◆ What the task asks:
From the data underneath, reproduce exactly the stretch that begins at the line with "addressing before merge." and ends after the line with "fail. _(flagged by: adversary)_".

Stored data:
★ ★ ★
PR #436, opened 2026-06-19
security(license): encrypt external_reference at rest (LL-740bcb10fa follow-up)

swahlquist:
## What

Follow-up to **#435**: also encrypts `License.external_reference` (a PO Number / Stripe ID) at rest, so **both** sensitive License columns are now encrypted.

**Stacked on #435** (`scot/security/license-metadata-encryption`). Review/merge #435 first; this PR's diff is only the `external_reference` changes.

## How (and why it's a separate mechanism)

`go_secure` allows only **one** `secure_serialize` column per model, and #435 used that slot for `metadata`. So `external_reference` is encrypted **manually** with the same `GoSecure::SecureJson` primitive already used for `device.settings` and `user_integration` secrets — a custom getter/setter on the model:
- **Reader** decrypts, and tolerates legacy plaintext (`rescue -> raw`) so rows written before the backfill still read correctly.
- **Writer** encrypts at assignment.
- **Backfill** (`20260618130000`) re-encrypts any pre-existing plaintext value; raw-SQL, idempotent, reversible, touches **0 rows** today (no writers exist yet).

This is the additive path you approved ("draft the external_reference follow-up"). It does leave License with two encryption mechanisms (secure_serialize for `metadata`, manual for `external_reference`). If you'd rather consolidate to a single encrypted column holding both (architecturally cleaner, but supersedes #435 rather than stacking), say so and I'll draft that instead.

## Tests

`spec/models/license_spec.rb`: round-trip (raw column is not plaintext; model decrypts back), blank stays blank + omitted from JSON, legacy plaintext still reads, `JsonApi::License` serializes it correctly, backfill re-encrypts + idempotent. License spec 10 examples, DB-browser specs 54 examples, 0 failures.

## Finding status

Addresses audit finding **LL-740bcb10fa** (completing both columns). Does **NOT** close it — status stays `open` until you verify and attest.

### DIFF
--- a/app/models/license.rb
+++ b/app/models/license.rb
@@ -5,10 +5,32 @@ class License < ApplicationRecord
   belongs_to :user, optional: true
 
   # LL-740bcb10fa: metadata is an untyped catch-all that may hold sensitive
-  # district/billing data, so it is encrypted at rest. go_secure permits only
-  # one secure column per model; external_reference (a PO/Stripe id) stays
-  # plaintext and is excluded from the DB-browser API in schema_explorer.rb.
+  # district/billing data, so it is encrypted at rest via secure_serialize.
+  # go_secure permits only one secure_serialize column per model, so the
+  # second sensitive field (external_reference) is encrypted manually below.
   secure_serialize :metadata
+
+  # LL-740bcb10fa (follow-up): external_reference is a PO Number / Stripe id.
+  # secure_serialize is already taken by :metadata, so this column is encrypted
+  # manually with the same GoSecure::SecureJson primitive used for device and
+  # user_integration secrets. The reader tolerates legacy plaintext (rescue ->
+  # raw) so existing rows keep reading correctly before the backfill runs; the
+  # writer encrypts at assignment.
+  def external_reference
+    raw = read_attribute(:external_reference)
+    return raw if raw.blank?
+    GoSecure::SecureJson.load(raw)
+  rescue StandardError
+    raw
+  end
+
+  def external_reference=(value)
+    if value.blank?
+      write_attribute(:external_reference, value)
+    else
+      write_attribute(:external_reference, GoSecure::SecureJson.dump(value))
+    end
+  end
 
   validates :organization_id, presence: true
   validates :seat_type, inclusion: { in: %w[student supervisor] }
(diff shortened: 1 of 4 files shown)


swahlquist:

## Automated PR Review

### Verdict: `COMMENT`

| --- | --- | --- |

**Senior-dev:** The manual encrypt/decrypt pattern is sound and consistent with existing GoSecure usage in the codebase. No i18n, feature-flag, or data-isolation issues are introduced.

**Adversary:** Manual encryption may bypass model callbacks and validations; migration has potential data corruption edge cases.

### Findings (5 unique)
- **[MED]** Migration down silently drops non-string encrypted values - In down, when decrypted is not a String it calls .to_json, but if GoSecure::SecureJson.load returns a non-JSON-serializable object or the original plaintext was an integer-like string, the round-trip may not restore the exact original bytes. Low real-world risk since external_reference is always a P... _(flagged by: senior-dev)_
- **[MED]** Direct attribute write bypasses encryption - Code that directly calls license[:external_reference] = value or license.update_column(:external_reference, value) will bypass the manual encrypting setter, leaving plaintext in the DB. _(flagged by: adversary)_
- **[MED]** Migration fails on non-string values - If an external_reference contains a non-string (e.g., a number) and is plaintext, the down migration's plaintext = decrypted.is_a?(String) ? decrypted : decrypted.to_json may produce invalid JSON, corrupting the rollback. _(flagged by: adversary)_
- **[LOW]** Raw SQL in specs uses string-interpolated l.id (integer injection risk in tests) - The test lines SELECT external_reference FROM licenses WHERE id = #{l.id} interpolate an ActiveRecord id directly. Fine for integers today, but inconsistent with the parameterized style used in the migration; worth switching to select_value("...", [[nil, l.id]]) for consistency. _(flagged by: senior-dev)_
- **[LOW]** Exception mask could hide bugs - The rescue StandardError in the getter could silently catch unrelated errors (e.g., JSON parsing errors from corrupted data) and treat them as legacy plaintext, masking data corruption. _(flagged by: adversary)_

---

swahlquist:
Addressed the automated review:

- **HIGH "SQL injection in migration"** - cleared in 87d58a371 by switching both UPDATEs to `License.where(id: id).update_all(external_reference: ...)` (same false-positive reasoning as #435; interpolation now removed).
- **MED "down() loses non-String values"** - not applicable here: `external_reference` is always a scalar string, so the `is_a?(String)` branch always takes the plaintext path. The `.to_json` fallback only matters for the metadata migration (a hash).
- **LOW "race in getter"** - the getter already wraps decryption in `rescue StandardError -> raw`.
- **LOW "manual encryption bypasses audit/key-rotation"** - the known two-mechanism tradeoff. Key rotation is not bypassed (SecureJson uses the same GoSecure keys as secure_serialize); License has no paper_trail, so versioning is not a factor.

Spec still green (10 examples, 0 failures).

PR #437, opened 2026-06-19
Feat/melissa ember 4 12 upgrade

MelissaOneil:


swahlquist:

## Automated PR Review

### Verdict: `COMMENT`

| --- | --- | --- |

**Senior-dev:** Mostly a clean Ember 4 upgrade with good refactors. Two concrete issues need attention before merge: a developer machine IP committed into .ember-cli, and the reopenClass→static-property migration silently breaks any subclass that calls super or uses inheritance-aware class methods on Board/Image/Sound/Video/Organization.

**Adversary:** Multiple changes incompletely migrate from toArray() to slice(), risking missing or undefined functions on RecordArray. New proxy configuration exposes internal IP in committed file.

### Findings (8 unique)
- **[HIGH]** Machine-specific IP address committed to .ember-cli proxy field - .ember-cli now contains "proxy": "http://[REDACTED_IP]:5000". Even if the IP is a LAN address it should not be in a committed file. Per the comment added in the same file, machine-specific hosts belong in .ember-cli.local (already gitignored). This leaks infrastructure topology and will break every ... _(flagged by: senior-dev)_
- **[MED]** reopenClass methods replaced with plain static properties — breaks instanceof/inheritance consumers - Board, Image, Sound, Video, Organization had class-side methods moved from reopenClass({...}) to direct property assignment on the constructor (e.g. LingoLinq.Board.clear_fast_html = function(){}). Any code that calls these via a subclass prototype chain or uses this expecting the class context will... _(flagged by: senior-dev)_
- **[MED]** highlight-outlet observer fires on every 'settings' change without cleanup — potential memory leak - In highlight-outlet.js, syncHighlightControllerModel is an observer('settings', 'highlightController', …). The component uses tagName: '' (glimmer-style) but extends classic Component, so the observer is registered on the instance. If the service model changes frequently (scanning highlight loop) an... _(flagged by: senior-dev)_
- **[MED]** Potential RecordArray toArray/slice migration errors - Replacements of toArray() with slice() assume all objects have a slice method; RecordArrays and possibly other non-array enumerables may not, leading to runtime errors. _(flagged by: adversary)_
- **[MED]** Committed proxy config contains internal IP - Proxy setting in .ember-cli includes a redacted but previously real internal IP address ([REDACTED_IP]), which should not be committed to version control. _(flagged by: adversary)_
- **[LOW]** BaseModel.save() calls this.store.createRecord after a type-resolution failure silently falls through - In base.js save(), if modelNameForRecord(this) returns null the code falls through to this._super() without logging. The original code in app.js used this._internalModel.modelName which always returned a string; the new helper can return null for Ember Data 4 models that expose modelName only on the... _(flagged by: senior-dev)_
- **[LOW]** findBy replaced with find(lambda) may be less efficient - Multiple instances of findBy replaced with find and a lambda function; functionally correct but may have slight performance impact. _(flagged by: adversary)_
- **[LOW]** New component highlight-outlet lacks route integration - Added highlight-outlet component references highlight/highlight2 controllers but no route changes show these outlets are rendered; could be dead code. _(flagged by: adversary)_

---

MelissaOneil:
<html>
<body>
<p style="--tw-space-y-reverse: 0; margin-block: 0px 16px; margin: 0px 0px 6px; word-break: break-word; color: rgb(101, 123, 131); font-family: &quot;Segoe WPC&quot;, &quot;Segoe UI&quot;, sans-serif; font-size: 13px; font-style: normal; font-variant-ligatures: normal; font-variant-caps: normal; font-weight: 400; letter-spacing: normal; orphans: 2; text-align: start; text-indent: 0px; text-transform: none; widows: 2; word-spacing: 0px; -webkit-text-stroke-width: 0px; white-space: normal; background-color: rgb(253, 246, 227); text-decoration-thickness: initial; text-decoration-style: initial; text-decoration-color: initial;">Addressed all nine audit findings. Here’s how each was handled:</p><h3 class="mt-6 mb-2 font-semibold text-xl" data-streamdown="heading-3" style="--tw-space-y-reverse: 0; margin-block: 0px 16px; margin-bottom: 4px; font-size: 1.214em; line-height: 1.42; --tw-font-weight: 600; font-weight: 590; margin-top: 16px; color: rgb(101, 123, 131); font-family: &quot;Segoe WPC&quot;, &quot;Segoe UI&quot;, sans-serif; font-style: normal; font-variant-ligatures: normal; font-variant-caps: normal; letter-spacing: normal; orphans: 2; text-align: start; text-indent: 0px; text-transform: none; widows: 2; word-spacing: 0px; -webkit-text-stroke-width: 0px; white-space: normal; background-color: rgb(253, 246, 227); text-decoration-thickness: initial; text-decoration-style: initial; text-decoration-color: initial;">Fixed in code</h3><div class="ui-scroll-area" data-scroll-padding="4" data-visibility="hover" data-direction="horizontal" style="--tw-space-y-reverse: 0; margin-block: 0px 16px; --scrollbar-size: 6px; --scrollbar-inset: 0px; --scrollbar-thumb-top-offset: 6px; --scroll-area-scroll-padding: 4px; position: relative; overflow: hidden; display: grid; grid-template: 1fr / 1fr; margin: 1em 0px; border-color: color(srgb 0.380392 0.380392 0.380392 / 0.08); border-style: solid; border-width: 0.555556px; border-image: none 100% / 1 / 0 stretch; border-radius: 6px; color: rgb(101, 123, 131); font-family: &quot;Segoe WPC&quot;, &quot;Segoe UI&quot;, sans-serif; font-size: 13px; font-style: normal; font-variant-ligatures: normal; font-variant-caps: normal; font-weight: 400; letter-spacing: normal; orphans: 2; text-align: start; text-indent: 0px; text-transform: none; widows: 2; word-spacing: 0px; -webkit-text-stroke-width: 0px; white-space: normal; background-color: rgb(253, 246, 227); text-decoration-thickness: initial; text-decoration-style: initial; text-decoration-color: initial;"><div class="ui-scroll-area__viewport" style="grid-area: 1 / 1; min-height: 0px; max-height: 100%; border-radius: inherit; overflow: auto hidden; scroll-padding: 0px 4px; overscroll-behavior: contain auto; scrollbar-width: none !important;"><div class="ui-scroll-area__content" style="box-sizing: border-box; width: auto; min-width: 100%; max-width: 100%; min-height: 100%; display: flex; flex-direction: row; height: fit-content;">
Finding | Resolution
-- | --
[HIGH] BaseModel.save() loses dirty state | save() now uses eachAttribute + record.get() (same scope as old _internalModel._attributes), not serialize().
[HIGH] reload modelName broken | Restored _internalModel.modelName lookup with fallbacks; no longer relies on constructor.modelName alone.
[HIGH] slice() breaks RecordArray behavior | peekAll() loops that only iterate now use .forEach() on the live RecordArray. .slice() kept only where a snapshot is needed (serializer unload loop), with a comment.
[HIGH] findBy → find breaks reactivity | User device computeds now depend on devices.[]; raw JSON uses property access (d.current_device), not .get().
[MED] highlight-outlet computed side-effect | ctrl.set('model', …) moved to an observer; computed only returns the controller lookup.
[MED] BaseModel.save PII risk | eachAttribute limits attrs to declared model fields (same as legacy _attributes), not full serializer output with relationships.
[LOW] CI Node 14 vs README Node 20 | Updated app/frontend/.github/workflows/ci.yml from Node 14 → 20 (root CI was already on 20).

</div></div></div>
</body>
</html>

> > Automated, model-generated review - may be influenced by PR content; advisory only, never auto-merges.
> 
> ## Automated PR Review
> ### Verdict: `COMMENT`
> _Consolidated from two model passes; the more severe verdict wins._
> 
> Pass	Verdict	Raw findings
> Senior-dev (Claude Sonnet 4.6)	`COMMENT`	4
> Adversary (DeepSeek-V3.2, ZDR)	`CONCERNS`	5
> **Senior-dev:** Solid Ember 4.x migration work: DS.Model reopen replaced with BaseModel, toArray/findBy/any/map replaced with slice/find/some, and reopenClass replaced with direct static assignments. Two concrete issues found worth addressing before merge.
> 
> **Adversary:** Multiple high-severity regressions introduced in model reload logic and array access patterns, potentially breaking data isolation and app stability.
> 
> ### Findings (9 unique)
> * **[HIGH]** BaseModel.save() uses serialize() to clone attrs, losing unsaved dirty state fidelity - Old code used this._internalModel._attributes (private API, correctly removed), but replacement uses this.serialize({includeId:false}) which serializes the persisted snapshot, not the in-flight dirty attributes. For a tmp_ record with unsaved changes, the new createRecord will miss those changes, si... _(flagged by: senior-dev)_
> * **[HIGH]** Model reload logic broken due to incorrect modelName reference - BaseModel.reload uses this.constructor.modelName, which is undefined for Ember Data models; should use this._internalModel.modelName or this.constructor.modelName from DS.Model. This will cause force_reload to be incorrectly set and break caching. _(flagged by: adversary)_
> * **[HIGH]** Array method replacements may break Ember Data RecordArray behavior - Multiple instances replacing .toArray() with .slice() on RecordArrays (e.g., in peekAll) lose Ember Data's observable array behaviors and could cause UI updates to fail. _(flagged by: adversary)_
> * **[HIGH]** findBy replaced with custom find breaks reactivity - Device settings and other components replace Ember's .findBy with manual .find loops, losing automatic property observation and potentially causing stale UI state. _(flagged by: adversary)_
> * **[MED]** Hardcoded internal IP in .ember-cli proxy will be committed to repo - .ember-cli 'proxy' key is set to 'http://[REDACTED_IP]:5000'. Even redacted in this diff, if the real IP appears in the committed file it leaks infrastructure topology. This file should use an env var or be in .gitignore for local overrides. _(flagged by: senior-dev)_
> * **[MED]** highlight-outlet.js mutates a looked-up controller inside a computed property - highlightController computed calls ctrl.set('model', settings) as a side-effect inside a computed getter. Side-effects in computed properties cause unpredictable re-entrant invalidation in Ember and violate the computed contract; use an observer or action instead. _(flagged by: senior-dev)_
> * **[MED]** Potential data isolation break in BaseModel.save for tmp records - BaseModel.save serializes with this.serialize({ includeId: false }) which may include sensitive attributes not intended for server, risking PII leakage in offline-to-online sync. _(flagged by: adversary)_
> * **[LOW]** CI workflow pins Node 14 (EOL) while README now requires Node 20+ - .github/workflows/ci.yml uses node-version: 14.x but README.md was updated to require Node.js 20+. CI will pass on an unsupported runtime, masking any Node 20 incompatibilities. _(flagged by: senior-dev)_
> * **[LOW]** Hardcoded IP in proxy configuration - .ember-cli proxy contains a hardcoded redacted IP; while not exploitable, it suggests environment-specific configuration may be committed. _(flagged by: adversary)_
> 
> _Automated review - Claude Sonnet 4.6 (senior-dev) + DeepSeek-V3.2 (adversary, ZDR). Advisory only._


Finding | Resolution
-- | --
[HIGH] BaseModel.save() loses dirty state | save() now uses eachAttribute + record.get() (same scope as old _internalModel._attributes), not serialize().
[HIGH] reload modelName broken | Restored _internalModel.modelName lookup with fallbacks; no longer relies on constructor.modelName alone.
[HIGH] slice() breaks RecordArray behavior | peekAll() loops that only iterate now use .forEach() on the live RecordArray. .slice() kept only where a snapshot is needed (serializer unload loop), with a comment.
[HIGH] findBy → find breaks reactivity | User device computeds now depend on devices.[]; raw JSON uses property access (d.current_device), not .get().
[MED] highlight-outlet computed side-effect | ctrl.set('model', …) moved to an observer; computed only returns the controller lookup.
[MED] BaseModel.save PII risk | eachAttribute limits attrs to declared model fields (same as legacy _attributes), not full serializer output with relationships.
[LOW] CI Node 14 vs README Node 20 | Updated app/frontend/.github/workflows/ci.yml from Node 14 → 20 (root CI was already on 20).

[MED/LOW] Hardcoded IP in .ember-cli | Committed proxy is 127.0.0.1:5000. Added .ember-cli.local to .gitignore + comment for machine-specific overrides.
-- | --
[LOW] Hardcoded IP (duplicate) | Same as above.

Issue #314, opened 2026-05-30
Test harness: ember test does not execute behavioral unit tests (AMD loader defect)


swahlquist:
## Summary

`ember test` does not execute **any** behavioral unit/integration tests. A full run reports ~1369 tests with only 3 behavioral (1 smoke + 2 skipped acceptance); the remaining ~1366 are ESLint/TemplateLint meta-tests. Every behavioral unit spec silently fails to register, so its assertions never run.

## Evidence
★ ★ ★
◆ Answer to the problem:
> **Senior-dev:** Solid Ember 4.x migration work: DS.Model reopen replaced with BaseModel, toArray/findBy/any/map replaced with slice/find/some, and reopenClass replaced with direct static assignments. Two concrete issues found worth addressing before merge.
> 
> **Adversary:** Multiple high-severity regressions introduced in model reload logic and array access patterns, potentially breaking data isolation and app stability.
> 
> ### Findings (9 unique)
> * **[HIGH]** BaseModel.save() uses serialize() to clone attrs, losing unsaved dirty state fidelity - Old code used this._internalModel._attributes (private API, correctly removed), but replacement uses this.serialize({includeId:false}) which serializes the persisted snapshot, not the in-flight dirty attributes. For a tmp_ record with unsaved changes, the new createRecord will miss those changes, si... _(flagged by: senior-dev)_
> * **[HIGH]** Model reload logic broken due to incorrect modelName reference - BaseModel.reload uses this.constructor.modelName, which is undefined for Ember Data models; should use this._internalModel.modelName or this.constructor.modelName from DS.Model. This will cause force_reload to be incorrectly set and break caching. _(flagged by: adversary)_
> * **[HIGH]** Array method replacements may break Ember Data RecordArray behavior - Multiple instances replacing .toArray() with .slice() on RecordArrays (e.g., in peekAll) lose Ember Data's observable array behaviors and could cause UI updates to fail. _(flagged by: adversary)_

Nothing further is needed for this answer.